File photo: Khamenei receives Russian President Vladimir Putin in Tehran, July of last year (Iranian Supreme Leader’s website)
File photo: Khamenei receives Russian President Vladimir Putin in Tehran, July of last year (Iranian Supreme Leader’s website)

Iran's supreme leader sent his foreign minister to Moscow on Monday to ask President Vladimir Putin for more help from Russia after the biggest US military action against Iran since the 1979 revolution over the weekend.

US President Donald Trump and Israel have publicly speculated about killing Supreme Leader Ali Khamenei and about regime change, a step Russia fears could sink the Middle East into the abyss.

While Putin has condemned the Israeli strikes, he has yet to comment on the US attacks on Iranian nuclear sites though he last week called for calm and offered Moscow's services as a mediator over the nuclear program.

A senior source told Reuters that Iranian Foreign Minister Abbas Araghchi was due to deliver a letter from Khamenei to Putin, seeking the latter's support.

Iran has not been impressed with Russia's support so far, Iranian sources told Reuters, and the country wants Putin to do more to back it against Israel and the United States. The sources did not elaborate on what assistance Tehran wanted.

The Kremlin said that Putin would receive Araghchi but did not say what would be discussed.

Araghchi was quoted by the state TASS news agency as saying that Iran and Russia were coordinating their positions on the current escalation in the Middle East.

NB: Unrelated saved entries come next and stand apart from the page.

PR #1806, opened 2026-07-21
refactor: replace legacy ChannelState message/thread/pinned storage with paginators

MartinCupela:
### Summary

Completes the `message-paginator` initiative on the LLC side: the channel's **messages, thread replies, and pinned messages are no longer stored on `channel.state`**. Each list now lives in a paginator that is the single source of truth (interval storage + a canonical `ItemIndex`):

- **Main message list** → `channel.messagePaginator`
- **Thread replies** → `thread.messagePaginator` (owned by the `Thread` object)
- **Pinned messages** → `channel.pinnedMessagesPaginator` (new `PinnedMessagePaginator`)

### What changed

- **`ChannelState` storage removed:** `messages`, `latestMessages`, `messageSets`, `messagePagination`, `threads`, `pinnedMessages`, and their mutators (`addMessageSorted`/`addMessagesSorted`, `removeMessage`, `findMessage`, `findMessageByTimestamp`, `filterErrorMessages`, `loadMessageIntoState`, `clearMessages`, `initMessages`, `pruneOldest`, `addReaction`/`removeReaction`, `updateUserMessages`, `deleteUserMessages`, `addPinnedMessages`/`addPinnedMessage`/`removePinnedMessage`, `removeQuotedMessageReferences`, + internal helpers).
- **`PinnedMessagePaginator`** added and populated from channel events; pin/unpin falls out of `ingestItem` + a `{ pinned: true }` filter (no bespoke branching).
- **`MessageIntervalPaginator`** extracted as the unread-free base of `MessagePaginator`; it tracks the latest message (`latestMessageId` + `latestMessage`), advanced on ingest and mirrored into reactive state.
- **`channel.state.last_message_at`** is now a **read-only getter** derived from `messagePaginator.latestMessage` (setter + backing field removed).
- **`channel.state.isUpToDate` / `setIsUpToDate` removed** — live-message routing (don't disrupt a scrolled-away view) is handled structurally by the paginator's interval model.
- **`Channel._trackLatestMessage` removed.** `user.updated` / `user.deleted` propagation now scans active channels (`reflectUserUpdate` / `applyMessageDeletionForUser` self-filter by author id). A targeted user-reference index is planned (`specs/user-reference-index`).
- **`utils` cleanup:** removed `addToMessageList`, `messageSetPagination`, `binarySearchByDateEqualOrNearestGreater`, `deleteUserMessages`, and the `MessageSet` / message-set pagination types.
- **Reactive `headItems`** added to `PaginatorState` (newest-loaded window).
- **Removed the unused `MessageReplyPaginator`** (dead sibling; the thread reply list uses `MessagePaginator`).

### Breaking changes

Full list + before → after migration table in **`docs/breaking-changes-v14-v15.md`**. Highlights:

| Before (v14) | After (v15) |
| --- | --- |
| `channel.state.messages` | `channel.messagePaginator.state.items` / `.items` |
| `channel.state.threads[parentId]` | `thread.messagePaginator.state.items` |
| `channel.state.pinnedMessages` | `channel.pinnedMessagesPaginator.state.items` |
| `channel.state.addMessageSorted(m)` | `channel.messagePaginator.ingestItem(m)` |
| `channel.state.removeMessage({ id })` | `channel.messagePaginator.removeItem({ id })` |
| `channel.state.findMessage(id)` | `channel.messagePaginator.getItem(id)` |
| `channel.state.isUpToDate` / `setIsUpToDate` | `messagePaginator.isActiveIntervalAtHead` / `hasMoreHead` / `jumpToTheLatestMessage()` |
| `channel.state.last_message_at = …` | read-only (derived); ingest a message on the paginator |

Behavioral note: `last_message_at` now advances on every incoming message regardless of the viewer's scroll position (the old `isUpToDate` suppression is gone) — it's a channel-level fact.

### Follow-ups (not in this PR)

- **`specs/user-reference-index`** — replace the active-channel scan on `user.updated`/`user.deleted` with a `userId → message-reference` index (design-gated).
-  Unifying the remaining flat paginators on interval storage
- Offline migration


src/pagination/paginators/MessageIntervalPaginator.ts
```diff
@@ -0,0 +1,1188 @@
...
+   * permits it. Updates only the instance field (no state write) so it is safe to call from inside a
+   * `state.next` updater; the mirror preprocessor reflects it on the next emission. Returns `true`
+   * when the pointer moved.
+   *
+   * The current latest's timestamp is resolved from the item index rather than cached: there is no
+   * interval trimming, so the tracked message stays resolvable while loaded; the only way it leaves
+   * the index is deletion (its author hard-deleted / an explicit remove), and in that case advancing
+   * to the next newest loaded message is the correct outcome, not a regression.
+   */
+  protected advanceLatestTo(message: LocalMessage): boolean {
```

Putin has repeatedly offered to mediate between the United States and Iran, and said that he had conveyed Moscow's ideas on resolving the conflict to them while ensuring Iran's continued access to civil nuclear energy.

The Kremlin chief last week refused to discuss the possibility that Israel and the United States would kill Khamenei.

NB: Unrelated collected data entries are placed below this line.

PR #1359, opened 2023-10-30
fix(zsh): Only trigger up-arrow on first line

### LINKED ISSUE #1351: Up-arrow keybinding for ZSH triggers for multiline commands
**Describe the bug**
If you write a multiline command in zsh, and try to move up a line, the atuin search will always trigger.

**To Reproduce**
1. Type any multiline command, e.g.

```
$ for x in *; do
echo $x
done
```
2. With your cursor on `done`, press up.

**Expected behavior**
The cursor moves to the line with `echo $x`. Instead the Atuin interactive search is triggered.

 - OS: Linux (NixOS)
 - Shell: zsh
 - Version: 17.0.0

**Additional context**
Fish does this binding by only triggering if it's on the top line of the command, and I was expecting that to be the case.

arcuru:
Fixes #1351

This adds a check so that the up-arrow keybinding only triggers if it is on the first line of a buffer. This fixes the case where we are moving in a multiline command.

Alternatively: ZSH's builtin command for this, `up-line-or-search`, disables history entirely when the command is multiple lines. We could simply match that behavior instead.

### DIFF
--- a/atuin/src/shell/atuin.zsh
+++ b/atuin/src/shell/atuin.zsh
@@ -50,8 +50,8 @@ _atuin_search() {
 }
 
 _atuin_up_search() {
-    # Only trigger on the first line of the buffer
-    if [[ ! $LBUFFER == *$'\n'* ]]; then
+    # Only trigger if the buffer is a single line
+    if [[ ! $BUFFER == *$'\n'* ]]; then
         _atuin_search --shell-up-key-binding
     else
         zle up-line
--- a/atuin/src/shell/atuin.zsh
+++ b/atuin/src/shell/atuin.zsh
@@ -50,7 +50,12 @@ _atuin_search() {
 }
 
 _atuin_up_search() {
-    _atuin_search --shell-up-key-binding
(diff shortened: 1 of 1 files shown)


ellie:
Thanks for the fix!

> Alternatively: ZSH's builtin command for this, up-line-or-search, disables history entirely when the command is multiple lines. We could simply match that behavior instead.

I think this behaviour might be the best one for us to match, though either solves the problem

arcuru:
Hmm, actually the true default zsh, `zsh -d -f -i`, does seem to trigger on the first line and not disable fully on a multiline command, the same as my first commit here. I've only been playing around with ZSH the last few days, there may be something in my config making the opposite decision.

Both seem fairly reasonable to me though. I'm happy to go match the behavior of whatever you choose in the fish config if you want.

I think it makes the most sense to trigger on the first line, but I don't have any strong feelings. The new commit here will disable entirely in multiline commands.

ellie (approved):
Thank you so much! Really appreciate you working on our shell integrations lately 🙏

Putin said that Israel had given Moscow assurances that Russian specialists helping to build two more reactors at the Bushehr nuclear power plant in Iran would not be hurt in air strikes.

Russia, a longstanding ally of Tehran, plays a role in Iran's nuclear negotiations with the West as a veto-wielding UN Security Council member and a signatory to an earlier nuclear deal Trump abandoned during his first term in 2018.

But Putin, whose army is fighting a major war of attrition in Ukraine for the fourth year, has so far shown little appetite in public for diving into a confrontation with the United States over Iran just as Trump seeks to repair ties with Moscow.